* Required work *
Go through the records below and copy out every line that contains the word "here".

* Data to use *
PR #135, opened 2018-05-29
Feature/versioneer

jhamman:
- [ ] closes #xxxx
 - [ ] tests added / passed
 - [ ] whatsnew entry


arbennett:
I have a general question about this PR.  Why is the `versioneer.py` module here?  Is this automatically generated when you run `versioneer install` per the readme (https://github.com/warner/python-versioneer)?

jhamman:
Yes, exactly. This PR will allow us to skip the step of manually updating the version number in setup.py for each release. Moreover, it allows metsim's version string to reflect development state and/or a dirty state. Let me add another document that describes the release steps.

jhamman:
@arbennett - see updated PR. The idea here is make making a release as easy as creating a tag. Versioneer is just the easiest way I know of to manage updating the version info.

PR #138, opened 2018-05-30
include license in manifest.in

jhamman:
- [ ] closes #xxxx
 - [x] tests added / passed
 - [ ] whatsnew entry


jhamman:
I think this is technically required by the GPL license and required a work around in the conda-forge recipe.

* Solution for this task *
I have a general question about this PR.  Why is the `versioneer.py` module here?  Is this automatically generated when you run `versioneer install` per the readme (https://github.com/warner/python-versioneer)?
@arbennett - see updated PR. The idea here is make making a release as easy as creating a tag. Versioneer is just the easiest way I know of to manage updating the version info.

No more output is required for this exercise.